Concept Taxonomy
This document defines the categorical taxonomy for organizing the 300 concepts in the learning graph.
Taxonomy Categories
| Category Name | TaxonomyID | Description |
|---|---|---|
| Foundation Concepts | FOUND | Core data science concepts, definitions, and fundamental terminology |
| Python Environment | PYENV | Python installation, setup, IDE, package management, and development tools |
| Data Structures | DSTRC | Python and pandas data structures including DataFrames, lists, arrays |
| Data Cleaning | CLEAN | Data preprocessing, handling missing values, validation, and transformation |
| Visualization | VIZ | Data visualization concepts, matplotlib, plotting techniques |
| Statistics | STATS | Statistical concepts, measures, distributions, and probability |
| Regression | REGR | Linear regression, model fitting, coefficients, and assumptions |
| Model Evaluation | EVAL | Model performance metrics, validation, overfitting, cross-validation |
| Advanced Regression | ADVR | Multiple regression, feature selection, regularization techniques |
| NumPy Computing | NUMPY | NumPy arrays, matrix operations, linear algebra, vectorization |
| Machine Learning | ML | Machine learning concepts, training, optimization, gradient descent |
| Neural Networks | NN | Neural network architecture, layers, activation functions, deep learning |
| PyTorch | TORCH | PyTorch library, tensors, autograd, training loops |
| Best Practices | BEST | Explainability, reproducibility, ethics, documentation, version control |
| Projects | PROJ | Capstone projects, end-to-end pipelines, deployment, communication |
Category Descriptions
FOUND - Foundation Concepts
Core concepts that introduce data science terminology and fundamental ideas.

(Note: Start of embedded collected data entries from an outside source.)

Issue #1775, opened 2025-07-03
Custom fixture crashes main program while trying to add an instance of it


fg-uulm:
**Describe the bug**
See attached fixture definiton. When trying to add an instance of this fixture QLC+ crashes instantly. Definition file renamed to .txt for github limitations.

[fgtech-BlinderBowlv2.txt](https://github.com/user-attachments/files/21045521/fgtech-BlinderBowlv2.txt)

**To Reproduce**
0. Install fixture to fixture folder
1. Start QLC+
2. Click green cross to add device
3. Select fixture in list

**Desktop (please complete the following information):**
 - OS: macOS 15.4.1
 - QLC+ Version 4.14.1-1

mcallegari:
4.14.1-1 is an obsolete release.
Please test with the latest release or I'll close this report.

These are typically the first concepts students encounter and form the basis for all other learning.
PYENV - Python Environment
Concepts related to setting up and managing the Python development environment, including installation, package managers, virtual environments, and IDEs.
DSTRC - Data Structures
Python native data structures (lists, dictionaries, tuples) and pandas structures (DataFrame, Series). These are essential for data manipulation.
CLEAN - Data Cleaning
Techniques for preparing data for analysis including handling missing values, detecting outliers, removing duplicates, and transforming data.
VIZ - Visualization
Data visualization concepts using matplotlib and seaborn, including various plot types, customization, and best practices for visual communication.
STATS - Statistics
Statistical foundations including descriptive statistics, probability, distributions, correlation, and hypothesis testing.
REGR - Regression
Linear regression concepts from simple to multiple regression, including model fitting, interpretation, and assumptions.
EVAL - Model Evaluation
Techniques for assessing model performance, including metrics, train/test splits, cross-validation, and understanding overfitting/underfitting.
ADVR - Advanced Regression
Advanced modeling techniques including multiple regression, feature engineering, regularization (Ridge, Lasso), and non-linear models.
NUMPY - NumPy Computing
NumPy library concepts including array operations, broadcasting, vectorization, and linear algebra for efficient computation.
ML - Machine Learning
Introduction to machine learning paradigms, supervised/unsupervised learning, optimization algorithms, and gradient descent.
NN - Neural Networks
Artificial neural network concepts including architecture, activation functions, forward/backward propagation, and deep learning.
TORCH - PyTorch
PyTorch-specific concepts including tensors, autograd, neural network modules, optimizers, and training workflows.
BEST - Best Practices
Professional practices including explainability, reproducibility, documentation, version control, and ethical considerations.
PROJ - Projects
Applied concepts for real-world projects including end-to-end pipelines, model deployment, and communicating results.